[EXERCISE REQUIREMENTS] Starting at the top of the entries below, set down each line exactly as written, and stop after the line containing "already nullable field.".
------ THE INPUT
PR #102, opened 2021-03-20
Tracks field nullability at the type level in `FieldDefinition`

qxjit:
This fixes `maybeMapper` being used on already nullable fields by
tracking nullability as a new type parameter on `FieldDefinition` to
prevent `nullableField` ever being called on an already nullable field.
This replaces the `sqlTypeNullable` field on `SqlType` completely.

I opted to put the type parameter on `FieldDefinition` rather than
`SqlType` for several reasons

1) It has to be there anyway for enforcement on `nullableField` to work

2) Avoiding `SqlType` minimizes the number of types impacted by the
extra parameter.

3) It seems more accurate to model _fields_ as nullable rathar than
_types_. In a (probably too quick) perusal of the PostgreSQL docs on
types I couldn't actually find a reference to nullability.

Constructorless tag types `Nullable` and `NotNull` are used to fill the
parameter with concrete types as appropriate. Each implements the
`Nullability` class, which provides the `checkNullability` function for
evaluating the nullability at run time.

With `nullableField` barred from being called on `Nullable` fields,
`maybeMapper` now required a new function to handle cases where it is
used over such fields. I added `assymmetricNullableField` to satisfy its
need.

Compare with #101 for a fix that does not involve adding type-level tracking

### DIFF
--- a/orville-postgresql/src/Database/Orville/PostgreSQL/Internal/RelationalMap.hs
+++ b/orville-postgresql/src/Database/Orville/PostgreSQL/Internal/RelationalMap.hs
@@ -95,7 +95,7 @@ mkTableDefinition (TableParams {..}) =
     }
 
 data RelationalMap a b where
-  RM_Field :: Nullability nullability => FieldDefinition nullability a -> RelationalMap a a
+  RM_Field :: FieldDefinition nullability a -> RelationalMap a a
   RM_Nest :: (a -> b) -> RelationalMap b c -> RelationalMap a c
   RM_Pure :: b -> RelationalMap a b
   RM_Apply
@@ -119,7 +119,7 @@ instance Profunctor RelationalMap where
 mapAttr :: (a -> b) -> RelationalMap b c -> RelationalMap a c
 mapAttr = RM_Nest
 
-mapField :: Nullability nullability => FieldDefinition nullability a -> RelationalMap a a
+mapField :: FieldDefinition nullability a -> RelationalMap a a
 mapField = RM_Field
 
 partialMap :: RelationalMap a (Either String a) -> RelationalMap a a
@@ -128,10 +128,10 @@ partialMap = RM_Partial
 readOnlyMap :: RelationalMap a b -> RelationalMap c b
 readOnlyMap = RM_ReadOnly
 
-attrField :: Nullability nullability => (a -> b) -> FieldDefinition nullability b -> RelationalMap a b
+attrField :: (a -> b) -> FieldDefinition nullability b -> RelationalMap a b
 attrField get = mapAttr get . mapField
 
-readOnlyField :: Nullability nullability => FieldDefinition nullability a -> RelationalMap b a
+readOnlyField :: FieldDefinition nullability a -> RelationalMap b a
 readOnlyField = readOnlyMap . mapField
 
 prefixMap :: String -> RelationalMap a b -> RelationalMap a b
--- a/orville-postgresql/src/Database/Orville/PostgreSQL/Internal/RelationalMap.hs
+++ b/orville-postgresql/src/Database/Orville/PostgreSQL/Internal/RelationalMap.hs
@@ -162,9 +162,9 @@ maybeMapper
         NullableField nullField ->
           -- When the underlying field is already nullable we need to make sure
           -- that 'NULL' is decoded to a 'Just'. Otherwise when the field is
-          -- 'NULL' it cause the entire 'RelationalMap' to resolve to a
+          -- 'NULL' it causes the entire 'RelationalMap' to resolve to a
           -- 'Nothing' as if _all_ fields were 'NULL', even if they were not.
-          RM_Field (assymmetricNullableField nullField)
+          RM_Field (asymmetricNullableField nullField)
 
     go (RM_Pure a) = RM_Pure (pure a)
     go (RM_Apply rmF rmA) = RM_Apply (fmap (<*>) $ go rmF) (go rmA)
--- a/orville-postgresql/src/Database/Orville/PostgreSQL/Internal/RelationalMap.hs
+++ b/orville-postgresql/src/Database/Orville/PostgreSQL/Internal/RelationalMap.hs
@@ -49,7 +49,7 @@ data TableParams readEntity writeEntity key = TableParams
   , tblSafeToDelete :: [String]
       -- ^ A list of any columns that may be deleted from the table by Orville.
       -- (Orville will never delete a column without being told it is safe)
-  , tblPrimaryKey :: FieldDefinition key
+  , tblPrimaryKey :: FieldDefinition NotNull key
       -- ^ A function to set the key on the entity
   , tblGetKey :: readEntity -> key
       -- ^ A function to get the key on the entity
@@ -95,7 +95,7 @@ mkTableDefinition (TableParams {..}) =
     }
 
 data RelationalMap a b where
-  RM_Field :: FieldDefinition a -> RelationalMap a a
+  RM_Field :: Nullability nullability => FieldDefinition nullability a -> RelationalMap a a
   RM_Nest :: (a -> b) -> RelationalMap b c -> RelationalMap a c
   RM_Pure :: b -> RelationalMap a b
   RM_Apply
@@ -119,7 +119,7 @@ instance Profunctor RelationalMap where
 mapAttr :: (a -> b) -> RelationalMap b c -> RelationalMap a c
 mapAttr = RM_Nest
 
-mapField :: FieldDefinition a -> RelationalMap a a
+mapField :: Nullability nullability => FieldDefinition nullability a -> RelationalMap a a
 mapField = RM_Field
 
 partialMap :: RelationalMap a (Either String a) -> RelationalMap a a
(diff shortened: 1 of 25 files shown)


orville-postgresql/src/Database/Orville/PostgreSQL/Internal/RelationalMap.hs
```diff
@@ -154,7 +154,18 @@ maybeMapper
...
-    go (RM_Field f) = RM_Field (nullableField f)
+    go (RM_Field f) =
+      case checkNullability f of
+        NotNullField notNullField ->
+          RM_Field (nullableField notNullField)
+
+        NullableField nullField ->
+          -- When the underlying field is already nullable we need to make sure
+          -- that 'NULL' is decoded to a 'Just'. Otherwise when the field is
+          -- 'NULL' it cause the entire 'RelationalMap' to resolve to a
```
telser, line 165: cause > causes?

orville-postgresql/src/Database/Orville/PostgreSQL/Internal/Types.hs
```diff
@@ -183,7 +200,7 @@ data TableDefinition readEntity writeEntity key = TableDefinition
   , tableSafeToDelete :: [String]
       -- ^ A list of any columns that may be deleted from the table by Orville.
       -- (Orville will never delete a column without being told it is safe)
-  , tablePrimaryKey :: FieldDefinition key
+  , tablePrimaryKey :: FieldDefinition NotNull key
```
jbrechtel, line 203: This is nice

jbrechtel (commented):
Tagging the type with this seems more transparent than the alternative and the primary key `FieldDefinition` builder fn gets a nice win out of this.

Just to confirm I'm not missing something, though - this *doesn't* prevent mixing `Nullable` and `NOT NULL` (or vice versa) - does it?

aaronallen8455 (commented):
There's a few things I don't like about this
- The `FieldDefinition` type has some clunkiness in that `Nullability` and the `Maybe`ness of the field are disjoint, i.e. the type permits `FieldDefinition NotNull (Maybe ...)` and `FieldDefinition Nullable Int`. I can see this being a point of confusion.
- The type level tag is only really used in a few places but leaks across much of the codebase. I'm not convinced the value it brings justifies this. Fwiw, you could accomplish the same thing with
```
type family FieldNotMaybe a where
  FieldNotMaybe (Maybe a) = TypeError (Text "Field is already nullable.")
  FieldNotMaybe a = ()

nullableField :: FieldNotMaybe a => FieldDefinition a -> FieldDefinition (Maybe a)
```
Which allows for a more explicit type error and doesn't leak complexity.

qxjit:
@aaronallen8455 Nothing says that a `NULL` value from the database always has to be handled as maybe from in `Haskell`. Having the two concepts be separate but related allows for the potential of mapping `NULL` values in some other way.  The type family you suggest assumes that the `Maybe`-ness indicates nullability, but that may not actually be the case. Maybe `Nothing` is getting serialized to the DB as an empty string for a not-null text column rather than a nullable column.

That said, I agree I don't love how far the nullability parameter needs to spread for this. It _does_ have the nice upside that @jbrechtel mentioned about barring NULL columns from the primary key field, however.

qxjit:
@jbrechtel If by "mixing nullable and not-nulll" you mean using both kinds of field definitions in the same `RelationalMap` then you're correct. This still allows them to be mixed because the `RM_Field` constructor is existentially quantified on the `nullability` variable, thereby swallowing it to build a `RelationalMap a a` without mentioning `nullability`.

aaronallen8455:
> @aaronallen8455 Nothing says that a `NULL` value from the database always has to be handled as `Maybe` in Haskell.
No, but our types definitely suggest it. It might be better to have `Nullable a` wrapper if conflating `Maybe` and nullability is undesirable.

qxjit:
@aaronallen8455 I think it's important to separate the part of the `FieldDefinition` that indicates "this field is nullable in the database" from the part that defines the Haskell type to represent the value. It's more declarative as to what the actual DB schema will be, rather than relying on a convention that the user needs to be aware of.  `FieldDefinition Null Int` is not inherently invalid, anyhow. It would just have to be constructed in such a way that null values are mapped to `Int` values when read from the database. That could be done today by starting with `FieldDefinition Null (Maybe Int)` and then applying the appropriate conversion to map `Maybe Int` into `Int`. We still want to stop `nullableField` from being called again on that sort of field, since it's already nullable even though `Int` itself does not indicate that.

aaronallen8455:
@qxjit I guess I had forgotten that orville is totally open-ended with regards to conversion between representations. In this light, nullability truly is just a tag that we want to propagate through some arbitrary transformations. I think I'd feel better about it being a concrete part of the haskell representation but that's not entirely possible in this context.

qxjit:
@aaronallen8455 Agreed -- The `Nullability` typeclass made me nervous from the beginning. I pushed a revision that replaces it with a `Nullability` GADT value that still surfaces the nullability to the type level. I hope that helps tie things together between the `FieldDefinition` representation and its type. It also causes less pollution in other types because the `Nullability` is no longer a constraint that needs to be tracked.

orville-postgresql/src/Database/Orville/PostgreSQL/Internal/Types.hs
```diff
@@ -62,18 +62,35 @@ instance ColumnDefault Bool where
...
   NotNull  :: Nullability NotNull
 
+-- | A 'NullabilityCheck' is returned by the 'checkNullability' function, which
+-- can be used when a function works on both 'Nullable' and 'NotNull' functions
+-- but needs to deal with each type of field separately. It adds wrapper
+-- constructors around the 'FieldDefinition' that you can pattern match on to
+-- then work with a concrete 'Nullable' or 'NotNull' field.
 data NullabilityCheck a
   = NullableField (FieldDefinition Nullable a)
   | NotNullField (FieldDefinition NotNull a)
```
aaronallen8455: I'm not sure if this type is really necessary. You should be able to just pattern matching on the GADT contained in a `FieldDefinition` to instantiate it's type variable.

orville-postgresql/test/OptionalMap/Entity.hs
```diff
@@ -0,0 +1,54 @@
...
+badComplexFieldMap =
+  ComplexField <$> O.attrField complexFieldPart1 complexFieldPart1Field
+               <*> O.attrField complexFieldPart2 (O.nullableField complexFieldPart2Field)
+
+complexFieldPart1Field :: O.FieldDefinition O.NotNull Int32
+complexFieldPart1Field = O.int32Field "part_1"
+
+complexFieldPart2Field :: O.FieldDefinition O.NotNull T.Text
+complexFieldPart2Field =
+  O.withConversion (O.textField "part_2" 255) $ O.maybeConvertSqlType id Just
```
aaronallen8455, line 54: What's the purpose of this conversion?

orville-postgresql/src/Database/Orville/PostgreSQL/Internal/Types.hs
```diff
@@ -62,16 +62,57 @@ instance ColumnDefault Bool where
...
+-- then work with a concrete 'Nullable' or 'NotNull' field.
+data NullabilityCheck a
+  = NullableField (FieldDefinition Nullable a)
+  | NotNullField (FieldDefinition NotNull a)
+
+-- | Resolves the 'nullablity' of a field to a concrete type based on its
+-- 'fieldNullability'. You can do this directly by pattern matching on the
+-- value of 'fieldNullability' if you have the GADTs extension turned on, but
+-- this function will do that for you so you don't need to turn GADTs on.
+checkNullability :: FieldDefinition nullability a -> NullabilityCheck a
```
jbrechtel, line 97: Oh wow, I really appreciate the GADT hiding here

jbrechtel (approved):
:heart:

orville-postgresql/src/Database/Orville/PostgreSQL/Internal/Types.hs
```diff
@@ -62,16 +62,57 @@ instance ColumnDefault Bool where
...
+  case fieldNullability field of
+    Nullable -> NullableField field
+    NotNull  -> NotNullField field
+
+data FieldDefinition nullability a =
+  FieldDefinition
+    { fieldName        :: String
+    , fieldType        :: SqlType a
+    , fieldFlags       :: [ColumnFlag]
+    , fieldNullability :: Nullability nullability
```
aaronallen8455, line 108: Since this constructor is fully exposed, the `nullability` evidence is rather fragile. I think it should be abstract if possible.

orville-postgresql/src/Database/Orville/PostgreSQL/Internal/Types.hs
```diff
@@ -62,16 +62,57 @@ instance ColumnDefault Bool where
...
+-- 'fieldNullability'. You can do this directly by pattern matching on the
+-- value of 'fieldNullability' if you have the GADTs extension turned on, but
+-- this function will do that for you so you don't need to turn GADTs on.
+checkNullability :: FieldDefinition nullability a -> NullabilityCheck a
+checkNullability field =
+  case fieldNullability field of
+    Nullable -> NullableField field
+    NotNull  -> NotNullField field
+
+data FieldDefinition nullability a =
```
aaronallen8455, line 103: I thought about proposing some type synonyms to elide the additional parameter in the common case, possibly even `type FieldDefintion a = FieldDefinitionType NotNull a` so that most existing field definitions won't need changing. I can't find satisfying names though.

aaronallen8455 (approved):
------------
[TASK RESULT]
PR #102, opened 2021-03-20
Tracks field nullability at the type level in `FieldDefinition`

qxjit:
This fixes `maybeMapper` being used on already nullable fields by
tracking nullability as a new type parameter on `FieldDefinition` to
prevent `nullableField` ever being called on an already nullable field.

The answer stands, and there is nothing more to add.